Our second aim addressed the relationship between biomass and biodiversity in urban insects. This relationship is theorized to be negative in plants when resources are abundant due to increased competition, but the relationship becomes positive when resources are limited (Rosenzweig 1995; Paquette and Messier 2011; but see Loreau et al. 2001). Our study demonstrated a positive biomass-biodiversity relationship across all seasons (Fig. 4), indicating that our study site may have been resource-limited. Alternatively, the biomass-biodiversity relationship in animal communities may be controlled by different dynamics than it is in plant communities, which is feasible given animal and plant communities respond differently to other ecological drivers (e.g., climate: Schleuning et al. 2016; Bruckerhoff et al. 2020). Nonetheless, our results do suggest that resource (water) availability may play a role in this relationship for animals. The covariation of dry mass (biomass) and family richness (biodiversity) was stronger during the drier (lower-resource) seasons of fall and summer than during the wetter (higher-resource) seasons of winter and spring in a riparian insect community. However, future work in other ecosystems is required to better understand the factors driving the biomass-biodiversity relationship in animal communities.
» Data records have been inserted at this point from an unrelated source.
PR #3304, opened 2016-01-05
New package: docker-machine-bin-0.5.5

radare:


thypon:
why bin?

radare:
Because i was unable to build it from source, and didnt wanted to spend more time on that. I can share my template attempt for the source version of it, but not now im afk

radare:
Is this going to be merged at any time? otherwise maybe we should be thinking in having a community driven repository to fix that slow master merge foo

thypon:
We discussed about community/unstable/restricted repositories many times on IRC #xbps channel. Right now isn't difficult at alla creating/using a custom repository from xbps-src. Actually i'd like to have alla the voidlinux work inside the void-packages repository to mantain high standard quality with centralized revisions.

I got got your points, btw. I have a docker container to create custom repository from given branch/repo on the fly. Let me know if you need it/you are interested.

radare:
Then it should be used in other 250 packages that are in the repo:
```
$ grep -C 1 -re do_extract * | grep :$ |wc -l
250
```

radare:
vs
```
$ git grep skip_extraction . |wc -l
10
```

radare:
i was grepping for no_extract=YES or something like this, also, this skip_extraction thing doesnt seems to work for me, ive tried setting the filename as argument, but it does not works

radare:
ping

thypon:
:+1: let's wait for @xtraeme : i'm not sure about the -bin politics.

xtraeme:
I'd prefer to not add more `-bin` packages if possible. If you use `build_style=go` does not build?

radare:
Nope, i was unable to make this pkg build at all

xtraeme:
@radare @dominikh is looking into this package, let's see if he's able to build it with `build_style=go`.

radare:
Cool! Thanks

PR #3308, opened 2016-01-05
New package: milkytracker-0.90.86

bra1nwave:


xtraeme:
I believe that this should also be linked to `libjack`.

bra1nwave:
Now it should be working with `libjack`. Thanks for pointing that out.

PR #3318, opened 2016-01-06
New package: salt-2015.8.3

Vaelatern:
The inclusion of `python-devel` is only because the Manual indicates it is necessary for cross compilation.
I chose not to split into client and server packages because the difference is 1 executable and 1 service folder. Also, neither Gentoo nor Arch split them into different packages.
This is a tool similar to ansible, puppet, and chef. I'm working on including explicit void support (mainly identifying a void system and using xbps) in the Salt code.

### DIFF
--- a/srcpkgs/salt/template
+++ b/srcpkgs/salt/template
@@ -1,0 +1,26 @@
+# Template file for 'salt'
+pkgname=salt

Further, examining more specific taxonomic information (e.g., genus- or species-level) may provide new insight into the dynamics underlying this relationship.
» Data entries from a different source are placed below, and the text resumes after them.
PR #7291, opened 2017-08-06
New packages: cbatticon-gtk3 & cbatticon-gtk2

cr6git:


Gottox:
Is it possible to join #7290 with this template and split them via subpackages?

cr6git:
@Gottox Done.

PR #7299, opened 2017-08-07
ranger: add python 3 version

NoctuaNivalis:


Gottox:
Is there a reason why we should have both variants of the very same software?

NoctuaNivalis:
I tried to write a plugin (in python 3, I hadn't checked the version) and it errored because ranger was python 2. I figured I'd rather update ranger to python 3 than rewrite my plugin to an older python version, especially since I knew the same is done for e.g. youtube-dl.

Gottox:
Yea, there are dependencies on `youtube-dl` as well as `python3-youtube-dl`. But there are none on ranger. Is there any reason why switching ranger to python3 only is a bad idea?

NoctuaNivalis:
No, I just assumed it would be preferred to minimize impact. Some people may have their own plugins written in python 2, which updating to python 3 would break.

Gottox:
Any opinions from @voidlinux/pkg-committers? Imho replacing python2 with python3 instead of providing both is reasonable. But I'm unsure about the plugins.

thypon:
IMHO we should check all the plugins first. Otherwise, not really a problem.

lemmi:
Since it's not a lib, it should be fine (provided it works of course).

NoctuaNivalis:
Should work now, I forgot to add rifle to the alternatives. I'll make another PR for just python 3, then you guys can decide which to merge. Thanks for the input.

PR #7305, opened 2017-08-08
Change in package name

Smatchcube:
Every distro use screenfetch instead of screenFetch for the packagename.


Vaelatern:
This does not meet our standards for package names.
Package names shall, when possible, match upstream package names.
This also does not change the directory as necessary to actually change a package name.
This change also seems useless. `xbps-query -Rs screenfetch` finds `screenFetch` without a problem.

PR #7319, opened 2017-08-08
base-system: add usbutils

cr6git:
USB is present on most computers.


chneukirchen:
It's about the same size as pciutils, and useful i guess.

cr6git:
I wonder why it's not merged.

cr6git:
Thanks!

PR #7331, opened 2017-08-09
geomyidae: update to 0.28.

m-cz:
geomyidae has moved to [bitreich][1] but since I don't know if `gopher://` links are allowed in template and the old links work fine, I'm keeping it as it is for now.

[1] gopher://bitreich.org/1/scm/geomyidae/log.gph


phikal:
What is the situation with `gopher://` links actually? I was thinking about adding [sacc](gopher://bitreich.org:70/1/scm/sacc/log.gph) ([proxy](https://gopher.floodgap.com/gopher/gw?gopher://bitreich.org:70/1/scm/sacc/log.gph)) and [clic](gopher://bitreich.org:70/1/scm/clic/log.gph) ([proxy](https://gopher.floodgap.com/gopher/gw?gopher://bitreich.org:70/1/scm/clic/log.gph)), which are two gopher clients, to the repository, but as far as I see, I would have to use a gopher proxy, like [here](https://gopher.floodgap.com/gopher/gw?gopher://bitreich.org:70/1/scm/sacc/tag), which probably wouldn't be something the port maintainers would like.

My idea was to use a `do_fetch`, which one could extend to this repository too, using curl, to download these directly from bitreich.org. Would this make sense?

chneukirchen:
Perhaps $XBPS_FETCH_CMD could be set?

I wouldn't mind using a half-way robust proxy to http tho.

phikal:
@chneukirchen I didn't know about that variable, but it seems to work, which is quite nice.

Climate change will continue to dramatically alter the availability of water in many geographic regions that include urban environments characterized by higher temperatures (Wilby 2008; Vicente-Serrano et al. 2014; Porkka et al. 2016; Sarhadi et al. 2018; IPCC 2021). Water limitation tends to reduce fitness-related traits in insects (e.g., Branson 2016; Padda and Stahlschmidt 2022), and insects are critical to terrestrial ecosystems (Cardoso et al. 2020). In our study, summer was characterized by an absence of precipitation in the riparian zone (Fig. 1), and by relatively high insect biodiversity and biomass metrics. Limited water access may have reduced competition and opened niches for certain taxa—twice as many unique insect families were collected in the hot, dry summer compared to the combined total for fall, winter, and spring (Table 1; Fig. S3). Despite its costs to individuals, water stress can facilitate insect biodiversity by weakening negative interspecific interactions or strengthening positive interactions (Staley et al. 2007; Pringle et al. 2013; but see McCluney and Sabo 2012). For example, insect species richness can be greater in hotter, drier areas of urban dryland environments (Adams et al. 2020). Clearly, drought and water limitation have key roles in shaping insect populations and communities. Therefore, studying insect communities in dryland riparian zones (e.g., McCluney and Sabo 2012; 2014), particularly in urban areas, may provide important insight into how insect communities (and the ecosystems they service) respond to the world’s future climate.